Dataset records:
----

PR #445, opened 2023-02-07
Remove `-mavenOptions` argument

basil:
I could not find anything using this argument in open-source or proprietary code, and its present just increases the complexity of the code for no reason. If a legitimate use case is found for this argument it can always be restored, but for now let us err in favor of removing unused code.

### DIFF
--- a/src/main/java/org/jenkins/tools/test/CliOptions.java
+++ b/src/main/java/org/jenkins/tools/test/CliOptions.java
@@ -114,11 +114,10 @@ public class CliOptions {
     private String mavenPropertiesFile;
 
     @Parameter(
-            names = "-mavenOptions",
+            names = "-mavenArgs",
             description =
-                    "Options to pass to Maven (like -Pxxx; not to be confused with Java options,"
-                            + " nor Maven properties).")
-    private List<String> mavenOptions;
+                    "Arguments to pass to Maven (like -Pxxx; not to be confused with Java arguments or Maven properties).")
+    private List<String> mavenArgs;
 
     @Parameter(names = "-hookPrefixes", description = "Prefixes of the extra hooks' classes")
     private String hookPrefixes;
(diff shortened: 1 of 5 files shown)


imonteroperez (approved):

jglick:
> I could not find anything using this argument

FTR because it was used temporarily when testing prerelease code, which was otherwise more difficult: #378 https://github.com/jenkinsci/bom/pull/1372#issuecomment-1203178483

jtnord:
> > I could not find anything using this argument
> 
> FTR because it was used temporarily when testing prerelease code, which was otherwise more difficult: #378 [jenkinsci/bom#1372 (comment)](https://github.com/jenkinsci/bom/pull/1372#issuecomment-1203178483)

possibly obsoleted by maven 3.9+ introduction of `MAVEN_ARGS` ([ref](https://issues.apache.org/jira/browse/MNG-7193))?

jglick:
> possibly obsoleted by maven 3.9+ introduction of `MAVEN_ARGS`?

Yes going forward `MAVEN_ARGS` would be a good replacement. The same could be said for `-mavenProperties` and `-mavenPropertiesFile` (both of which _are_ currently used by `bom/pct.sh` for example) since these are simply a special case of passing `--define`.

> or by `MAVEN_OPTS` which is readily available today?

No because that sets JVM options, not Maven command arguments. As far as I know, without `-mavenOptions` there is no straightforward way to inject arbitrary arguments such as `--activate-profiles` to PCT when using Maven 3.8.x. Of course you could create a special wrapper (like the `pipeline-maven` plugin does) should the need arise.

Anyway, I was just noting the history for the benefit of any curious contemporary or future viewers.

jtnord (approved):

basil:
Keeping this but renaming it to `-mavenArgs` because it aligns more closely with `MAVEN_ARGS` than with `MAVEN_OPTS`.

----

* THE PROBLEM
Among the lines above, which hold the word "introduction"? Report each one.

* OUTPUT
possibly obsoleted by maven 3.9+ introduction of `MAVEN_ARGS` ([ref](https://issues.apache.org/jira/browse/MNG-7193))?
> possibly obsoleted by maven 3.9+ introduction of `MAVEN_ARGS`?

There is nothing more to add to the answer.